Global Market Outlook on Clinical IT
The eClinical solutions market is expected to reach $7.36 billion by 2022 at a CAGR of 12–13 percent
The eClinical technologies market, driven by increased R&D expenditure in the pharma sector, had a market value of $4.2 billion in 2017
The US represents the largest market for eClinical solutions, owing to the presence of big outsourcing firms and increasing R&D in the region
The global eClinical trials market is shifting from developed countries to developing economies, bolstered by the increase in the number of CROs, life-science research companies, and the presence of less stringent regulatory guidelines compared to developed countries
The APAC is the fastest growing market for e-clinical trials with a CAGR of 13.6 per cent. This is driven largely by the huge number of clinical studies and pressure to expedite clinical trials. The APAC eClinical solutions market is expected to reach $3.7 billion by 2020
The need to accelerate clinical trials and keep the costs low, traditional clinical trial methods will increasingly shift toward a technology-friendly eClinical approach. Asia is highly attractive market for the future of eClinical solutions because the participants there are early adopters of technology, including mobility
eClinical Solutions Market Segmentation
eClinical solutions will enable effective planning, tracking, and execution of the healthcare data base across different countries. The eClinical solutions market can be segmented based on the product type as follows:
EDC-adoption of EDC systems by pharmaceuticals to operate clinical trials is predicted to provide this market with lucrative growth.
Advancement in technologies is considered to be the most important market driver.
CTMS-CTMS contributes to a major share of clinical trial technologies market, followed by RTMS. The global CTMS market is expected to reach $2.3 billion by 2022 at a CAGR of around 11.4 percent.
RTSM is gaining increased importance with the growth in Interactive Voice Response (IVR), Interactive Web Response (IWR) and is expected to hold a market value of $750 million to $1 billion.
Increasing demand to collect patient self-reports through mobile and digital technologies makes eCOA/ePROs to grow at a faster pace than other technologies.
Drivers and Constraints
- Rising government support for clinical trial through grants and funding
- Increasing need for software solutions during the clinical trials
- Rising R&D expenditure by pharmaceutical and biotech companies in the sector is leading to the adoption of technologies that provide cost-effective solutions
- Rise in the need for better data standardization
- Rising number of clinical trials, especially across emerging countries in the Asia-Pacific region, offers growth opportunities for vendors of eClinical solutions
- Stringent and lengthy government regulations
- Shortage of skilled research professionals in the field
- Concerns over patient data privacy
- Lack of awareness in the society about the benefits of eClinical solutions
- Import/export regulations related to pharma packages. Adhering to both local and global regulatory guidelines is creating a big challenge
- Data Charges - Reimbursement of data charges incurred by patients. Proper contracts for the data plan
Technology Trend - mHealth
Usage of Mobile Technology in Clinical Trials
- Provide patients with access to studies that are active and recruiting patients
- Allow investigators to access various study materials and tools
- Offer site training in different iterations, depending on the audience
- Patient retention activities, such as study visit reminders, medication and diary reminders. There are some new retention techniques, such as online communities, gamification, etc
- Study-specific mobile applications
- Disease-specific medical devices
- Better eCOA Platform
New Technologies and Case Studies
Study-specific Mobile Applications
As an alternative to Investigator kits, mobile apps can provide study information along with alerts to sites on updates in the study, such as protocol amendments or changes.
UBC has developed a mobile app for site staff. This app includes e-kit, tools for informed consent, inclusion/exclusion criteria, and patient retention to use at the protocol level along with built-in automatic updates and alerts if any related to the study.
Disease-specific Medical Devices
This includes wireless health care devices that can be used to collect data related to a specific study (example: spirometer for COPD study) which in turn reduces mandate visits by patients.

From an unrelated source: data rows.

PR #802, opened 2021-09-08
Feature/accessiblity tests integration

luqmaanessop:


luqmaanessop:
This will need some more thinking, as this works OK for the page with TOC but because I am using a layout decorator the a11y checks skips the header and footer by default and is only checking the inside page

Issue #787, opened 2021-08-23
IFrame theme and webforms


Leksat:
We did some work on a client project:
- created iframe theme to display Drupal forms on Gutenberg pages (in iframe)
- implemented several webform confirmation options (redirect to url, display message, etc.)

Now we want to move this to Silverback and cover it with integration tests.

Leksat:
Done in https://github.com/AmazeeLabs/silverback-mono/pull/793 + https://github.com/AmazeeLabs/silverback-mono/commit/d598d953b4e8651456cea75891c97e988e485028

Leksat:
https://github.com/AmazeeLabs/silverback-mono/blob/3f0046c611465996e36b243afb4e0821c9b1e82f/packages/composer/amazeelabs/silverback_iframe_theme/iframeCommand.js#L95-L111
We need to exclude Drupal AJAX links here.

PR #803, opened 2021-09-09
silverback_iframe: exclude some links from processing

Leksat:
## Package(s) involved

- `composer/amazeelabs/silverback_iframe_theme`

## Motivation and context

The link processing code broke Commerce Checkout links.

Commerce links are not AJAX, so I had to exclude links based on classes.

## Related Issue(s)

https://github.com/AmazeeLabs/silverback-mono/issues/787

## How has this been tested?

Locally on a project. Automated testing would need Commerce which I don't want to add to `silverback-drupal`.


pmelab (approved):
That's good for now. Perhaps we should provide config or a hook in the future, so projects can adjust these.

PR #811, opened 2021-09-14
Cypress -> Playwright

### LINKED ISSUE #809: Cypress -> Playwright
Cypress tests from `silverback-gatsby` app should be rewritten with Playwright and moved to relevant packages.

Leksat:
## Description of changes

Cypress tests from `silverback-gatsby` app were rewritten with Playwright and moved to relevant packages.

See commit messages for additional smaller changes.

## Playwright experience

There were few fixes/improvements for `@amazeelabs/silverback-playwright`. Almost no issues with the Playwright itself.

Some notes:

1. Playwright might be too fast. E.g. it can click stuff before JS behaviors are attached to elements. We can try different `waitUntil` options of [`page.goto`](https://playwright.dev/docs/api/class-page#page-goto) if this becomes a problem.
2. Same thing with Gatsby. Playwright can start interact with a Gatsby page before Gatsby is fully initialized. As we discussed, we maybe can use Gatsby's [built-in Cypress support](https://github.com/gatsbyjs/gatsby/blob/4a765b5c62208d58f0bd7fd59558160c0b9feed3/packages/gatsby/cache-dir/api-runner-browser.js#L7-L15) to deal with this.
3. There is https://www.npmjs.com/package/playwright-testing-library. But Playwright has nice built-in ways to do same things. For example, we can address input elements by their labels:
    ```ts
    await page.uncheck('label:text-is("Published")');
    ```
    Also, there is a variety of [text selectors](https://playwright.dev/docs/selectors/#text-selector) to use.
4. Found a glitch with contenteditable elements. Using [`page.fill`](https://playwright.dev/docs/api/class-page#page-fill) works perfectly with standard inputs. However, when applied to contenteditable, it can sometimes append the text instead of replacing it. Yet this can be solved with `page.fill(''); page.fill('my text')`.
5. When googling stuff, I sometimes type "cypress" instead of "playwright" 😅 

## Related Issue(s)

Closes https://github.com/AmazeeLabs/silverback-mono/issues/809

## How has this been tested?

Playwright!


pmelab (approved):
🥳 🎆 ✅

PR #835, opened 2021-10-11
Recipe test workflow

pmelab:
## Package(s) involved
* `@amazeelabs/recipes`
* `@amazeelabs/scaffold`

## Description of changes
The standard test suite does not run the full recipe and scaffold tests any more. Instead all recipes are tested once a week (which also covers scaffold, since it's used there).

## Motivation and context
Recipes and scaffolding don't adhere to any version locking. They are meant to be "executable tutorials" that just rely on the latest version of employed packages. This means that they can unexpectedly break on any pull request and - on the other hand - they can break unnoticed if we don't have package changes that trigger their tests.


Leksat (approved):

Leksat:
Maybe let's also add `workflow_dispatch`? To be able to run it manually.

PR #846, opened 2021-10-18
fix: restrict preview link to content entity types only

Leksat:
## Package(s) involved

- `composer/amazeelabs/silverback_external_preview`

## Description of changes

Fixed a fatal error on field edit routes.

## Motivation and context

We had the following error when trying to edit a field config
(e.g. `/admin/structure/types/manage/foo/fields/node.foo.field_bar`)
```
Drupal\Core\Entity\Exception\UndefinedLinkTemplateException: No link template 'edit-form' found for the 'field_config' entity type
```

## How has this been tested?

Locally. On a project.


nbaosullivan (approved):
All looks good. Thanks for the quick fix

PR #870, opened 2021-11-28
Gatsby: Support internal DNS when sourcing data

pmelab:
### Current state
Absolute URL’s in the GraphQL response will inherit the request host by default. When using internal routing (e.g. `http://nginx:8080`) for fetching data, this host will be emitted when Drupal generates absolute Url’s to itself (e.g. image style urls).

### Solution
Allow to set an “external” drupal url in the configuration of `gatsby-source-silverback` that will be used to send `X-Forwarded-*` headers and trigger Drupal’s reverse proxy behavior (which the build script technically is).

—

Created via [Raycast](https://www.raycast.com?ref=signatureGithub)


Leksat (approved):
Looks like it should work :)

PR #880, opened 2021-12-04
chore(docs): updates links

stewest:
It looks like in this instance the module is called `modules/custom/silverback_gatsby_test` rather than `modules/custom/silverback_gatsby`. So if this is the case, then merge, else disregard.


Leksat:
Thanks @stewest!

WellDoc's BlueStar is the world’s first mobile prescription therapy for people with type-2 diabetes. BlueStar provides real-time blood glucose testing, healthy diet and exercise choices, medication adherence, and quality standards of care, such as A1c tests, foot exams, and blood pressure and lipid levels, etc.
Better eCOA Platform
Text messaging is traditionally used to send remainders for patients, but it is now used to as a part of recruitment and select eligible candidates for a study
Omniscience’s OmniCAST provides an advertising response mechanism for potential study subjects, which allows people to register their interest and determine their fit with the eligibility criteria. When a prospective candidate is identified, OmniCAST will transfer the patient’s data to sponsor or CRO automatically for further processes.